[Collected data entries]
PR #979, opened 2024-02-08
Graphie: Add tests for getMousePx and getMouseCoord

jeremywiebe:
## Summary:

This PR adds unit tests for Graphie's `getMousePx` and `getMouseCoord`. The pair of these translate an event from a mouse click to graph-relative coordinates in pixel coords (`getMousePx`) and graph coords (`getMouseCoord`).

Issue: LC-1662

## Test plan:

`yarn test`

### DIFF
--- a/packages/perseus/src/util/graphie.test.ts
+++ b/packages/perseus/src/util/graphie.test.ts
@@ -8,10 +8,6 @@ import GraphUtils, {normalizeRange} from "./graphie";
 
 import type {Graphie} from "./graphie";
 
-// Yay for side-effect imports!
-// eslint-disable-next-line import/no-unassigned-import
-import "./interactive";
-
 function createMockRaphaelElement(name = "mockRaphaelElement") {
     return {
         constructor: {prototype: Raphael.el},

# [EXERCISE INSTRUCTIONS]
For this exercise, give the entries above again with no difference at all.

# [TASK RESULT]
PR #979, opened 2024-02-08
Graphie: Add tests for getMousePx and getMouseCoord

jeremywiebe:
## Summary:

This PR adds unit tests for Graphie's `getMousePx` and `getMouseCoord`. The pair of these translate an event from a mouse click to graph-relative coordinates in pixel coords (`getMousePx`) and graph coords (`getMouseCoord`).

Issue: LC-1662

## Test plan:

`yarn test`

### DIFF
--- a/packages/perseus/src/util/graphie.test.ts
+++ b/packages/perseus/src/util/graphie.test.ts
@@ -8,10 +8,6 @@ import GraphUtils, {normalizeRange} from "./graphie";
 
 import type {Graphie} from "./graphie";
 
-// Yay for side-effect imports!
-// eslint-disable-next-line import/no-unassigned-import
-import "./interactive";
-
 function createMockRaphaelElement(name = "mockRaphaelElement") {
     return {
         constructor: {prototype: Raphael.el},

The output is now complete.